Il boomerang delle emozioni. Viverle o evitarle.

Il bacio, Hayez 1859 – Pinacoteca di Brera

Antonino Ferro spiega come l’evitamento delle emozioni sia un’attività principale delle nostre menti, sia di quelle patologiche che di quelle ben funzionanti. Egli parla di proto-emozioni, ovvero primitivi dati sensoriali che in alcuni casi vengono raccolti, contenuti e trasformati in emozione, in altri casi, essendo in esubero, vengono evacuati.

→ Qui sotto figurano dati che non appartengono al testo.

PR #4881, opened 2017-10-16
Updated docstrings to specify the type of path needed to install firefox addons.

### LINKED ISSUE #4858: Doc string for python 'install_addon' should give more detail about the path of the addon.
Currently the doc string here: https://github.com/SeleniumHQ/selenium/blob/master/py/selenium/webdriver/firefox/webdriver.py#L235-L241 does not contain any information about what the path to the addon wanting to be installed should be.

The path should be an absolute path as seen here: https://dxr.mozilla.org/mozilla-central/source/testing/marionette/addon.js#80

b4handjr:
This change helps the user give the correct full path to the addon they would like to install for firefox. Marionette is expecting a full path.

Fixes #4858

### DIFF
--- a/py/selenium/webdriver/firefox/webdriver.py
+++ b/py/selenium/webdriver/firefox/webdriver.py
@@ -237,10 +237,10 @@ class WebDriver(RemoteWebDriver):
         Returns identifier of installed addon. This identifier can later
         be used to uninstall addon.
 
-        :param path: Full path to the addon that will be installed.
+        :param path: Absolute path to the addon that will be installed.
 
         :Usage:
-            driver.install_addon('firebug.xpi')
+            driver.install_addon('/path/to/firebug.xpi')
         """
         payload = {"path": path}
         if temporary is not None:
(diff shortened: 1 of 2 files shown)


jrbenny35:
@davehunt How does this look?

py/selenium/webdriver/firefox/webdriver.py
```diff
@@ -237,6 +237,8 @@ def install_addon(self, path, temporary=None):
         Returns identifier of installed addon. This identifier can later
         be used to uninstall addon.
 
+        :param path: Full path to the addon that will be installed.
+
```
lmtierney: Can you update the `Usage` to be an absolute path as well? Something like `/path/to/firebug.xpi`

davehunt:
> How does this look?

I would use 'absolute path' in place of 'full path', but either way I'm happy with this once you address @lmtierney's comment. Thanks @jrbenny35!

lmtierney:
Merged, thank you @jrbenny35!

PR #4932, opened 2017-10-23
node/selenium-webdriver: allow maximum number of portprober attempts to be configured

shinypb:
On busy automation boxes, the default value of 10 is not sufficient to reliably discover an
available port number. This manifests as our Selenium test suite failing somewhat randomly during our working day.

Set `process.env.SELENIUM_MAX_PORT_PROBES` to configure this as needed.

### DIFF
--- a/javascript/node/selenium-webdriver/net/portprober.js
+++ b/javascript/node/selenium-webdriver/net/portprober.js
@@ -174,12 +174,13 @@ function isFree(port, opt_host) {
 function findFreePort(opt_host) {
   return findSystemPortRange().then(function(range) {
     var attempts = 0;
+    var maxAttempts = 100;
     return new Promise((resolve, reject) => {
       findPort();
 
       function findPort() {
         attempts += 1;
-        if (attempts > 10) {
+        if (attempts > maxAttempts) {
           reject(Error('Unable to find a free port'));
         }
 


javascript/node/selenium-webdriver/net/portprober.js
```diff
@@ -174,12 +174,13 @@ function isFree(port, opt_host) {
 function findFreePort(opt_host) {
   return findSystemPortRange().then(function(range) {
     var attempts = 0;
+    var maxAttempts = process.env.SELENIUM_MAX_PORT_PROBES || 10;
```
jleyba: Update jsdoc to mention this new behavior.

shinypb: Hi there, @jleyba — thanks for taking a look at this PR.

I'm not sure what number of attempts would guarantee (or come close to it) success. Honestly, I've monkey-patched the version on our system to just retry forever.

I appreciate the desire to eliminate the number of random configuration settings, however. What if we set maxAttempts to something like 10% of the range? e.g. `var maxAttempts = 0.10 * (range.max - range.min)`? That'd be a pretty large number of attempts on a Unix system but I think it would be OK — being unable to find a port is a pretty edge-case-y scenario.

If you'd prefer to keep the environment variable (or anything else), just let me know and I'll happily follow up with your recommended changes.

jleyba: How about some kind of backoff function? Something like:

```js
const maxAttempts = 100;
let attempt = 0;
let backoffFactor = 1;
(function findPort() {
  let port = randomPort();
  if (await isFree(port)) {
    return;
  }

  attempt += 1;
  if (attempt >= maxAttempts)
    throw Error;

  if (attempt % 10 === 0) {
    backoffFactor = 10 << (attempt / 10 - 1);
  }

  setTimeout(findPort, 20 * backoffFactor);
})();

```

shinypb: I've been noodling on this for the past _looks up at timestamp_ 23 hours, and I'm starting to think we should just bump maxAttempts to 100 and be done with it.

The vast majority of the time, I expect the first port we randomly select to be available. On heavily loaded hosts where it takes many more guesses to find one, I am not sure a delay and backoff would do much to help us. I think a delay would only help if we expected the server to be less loaded a few seconds from now than it currently is, and I can't actually think of a workload where that would be true.

I've pushed a new version of this PR that does just that in case you agree. If you don't agree, just let me know and I'll land the backoff-with-delay idea instead.

jleyba: Bumping to 100 sgtm. Did you create a new PR for that? I don't see the change in this one.

shinypb:
Oops! I didn't actually push it yesterday. 🤦‍♂️ Here it is!

PR #4938, opened 2017-10-24
Add missing python W3C ErrorCodes

### LINKED ISSUE #4556: webdriver/remote/errorhandler.py doesn't match what the spec defines
Comparing the error codes in https://github.com/SeleniumHQ/selenium/blob/3de9df1630e574607aa703c22c2a4b8770a9523d/py/selenium/webdriver/remote/errorhandler.py and in https://w3c.github.io/webdriver/webdriver-spec.html#handling-errors (as of 6e6575c), the Python code is missing the following error codes:

 * element click intercepted
 * insecure certificate
 * invalid argument
 * invalid coordinates
 * invalid session id
 * no such cookie
 * session not created
 * unable to capture screen
 * unknown method

The Python code also has the following that don't appear in the spec:

 * element not visible
 * ime engine activation failed
 * ime not available
 * invalid element coordinates

lmtierney:
Aligns with Java Error Codes that are available
Closes #4556

### DIFF
--- a/py/selenium/common/exceptions.py
+++ b/py/selenium/common/exceptions.py
@@ -255,3 +255,70 @@ class InvalidArgumentException(WebDriverException):
     The arguments passed to a command are either invalid or malformed.
     """
     pass
+
+
+class JavascriptException(WebDriverException):
+    """
+    An error occurred while executing JavaScript supplied by the user.
+    """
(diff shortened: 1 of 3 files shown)


lmtierney:
This also addresses #4380

Issue #4867, opened 2017-10-13
Expectation don't handle multiple fitting elements with different display state


HenningL:
## Meta -
OS:  
all
Selenium Version:  
latest
Browser:  
all

Call:
ExpectedConditions.visibilityOfElementLocated(getSelector()))

## Expected Behavior -
Element which fits the expectation is found
## Actual Behavior -
Only the first selector-found element is considered to fulfill visibility while there is a list of selector-found elements where one of them fulfill.
## Steps to reproduce -

Having a site where two(or more) elements are present found by xpath while the first is hidden and the second is visible, the expectation of the visibility of the element found is never fulfilled.

elementIfVisible(findElement(locator, driver)); 
while findElement(locator, driver) only returns the first which doesn't fulfill visibility.

Expected is, that the element which fulfill all criteria is found/considered.

barancev:
ExpectedConditions class was designed to be a set of examples, not the compete set of all possible conditions. We're not going to expand this class too much, especially because Java 8 introduced new cool features, like lambdas and streams, that made writing conditions really easy. The condition you need can be implemented as a single line of code:
```
wait.until(d -> d.findElements(locator).stream().filter(WebElement::isDisplayed).findFirst().orElse(null))
```

PR #4963, opened 2017-10-26
Added expected condition for element visibility

Tom-Trumper:
Added expected condition to determine visibility of any elements that
match a given locator, rather than limited to the first element found
by ExpectedConditions.visibilityOfElementLocated(By) or all elements
found by ExpectedConditions.visibilityOfAllElementsLocatedBy(By).

Addresses #4867


shs96c:
This seems like very specialised behaviour, and potentially subject to nasty race conditions. `ExpectedConditions` is already a massive class, and the need for it is significantly reduced by Java 8 lambdas. For these reasons, although I thank you for the contribution, I'm not going to merge this into the tree.

HerbertMarshall:
I understand the reasoning of not merging the code, however I think at the very least the javadoc should be updated to indicate that only the first element located will be targeted.

PR #7394, opened 2019-07-15
Correct contentEditable code in Clear atom

julianrkung:
The clear atom would previously leave a single whitespace when clearing
contenteditable elements due to a limitation in firefox. This CL
makes it so that the whitespace is only left for firefox browsers.

Additionally, contenteditable elements previously did not unfocus after
clearing which does not follow the W3C spec for [clearing elements](https://w3c.github.io/webdriver/#element-clear).
This changelist adds unfocusing code to run after a contenteditable
element is cleared.

Lastly, additional blur events would fire if the element to be cleared
had both a value and was contenteditable (eg a text input element with
a starting value and had its contenteditable attribute set to true).
This changelist corrects this by appending the contentEditable clause
to the end of the if-else chain.

### DIFF
--- a/javascript/atoms/action.js
+++ b/javascript/atoms/action.js
@@ -115,13 +115,18 @@ bot.action.clear = function(element) {
     // current value or not
     bot.action.LegacyDevice_.focusOnElement(element);
     element.value = '';
-  }
-
-  if (bot.dom.isContentEditable(element)) {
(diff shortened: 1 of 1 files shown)


barancev:
Merged as f05ebbfd156696d49598e216c2bf3d4d5858912c, thank you for the contribution!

Secondo Ferro, però, quando una modalità di evacuazione prevale nettamente sulle altre diventa un sintomo. Per fare alcuni esempi: vi sono meccanismi evacuativi di proiezione all’esterno che danno vita a fenomeni come paranoia, schizofrenie e allucinazioni; meccanismi di evacuazione nel corpo che danno vita a malattie psicosomatiche. Se la strategia è quella dell’evitamento degli stati proto-emotivi si ha l’ossessività; se la strategia è il controllo, l’ipocondria. Insomma, vi è tutta una serie di attività evacuative della nostra mente che sono vitali e la differenza fra funzionalità e patologia risiede nella modalità e nell’intensità con cui questo processo viene affrontato. Alcune persone non vivono passioni brucianti e si spengono nella routine, nella ripetitività, nella noia, pur di tenere un basso profilo di emozioni circolanti. Le emozioni non vissute possono generare in seguito paura, insicurezza e persecuzione. Se è vero però che un’attività della nostra mente è quella di difenderci dalle emozioni, è anche vero che vi è un’altra funzione che cerca di ricontattare quanto viene espulso, segregato o comunque messo a distanza.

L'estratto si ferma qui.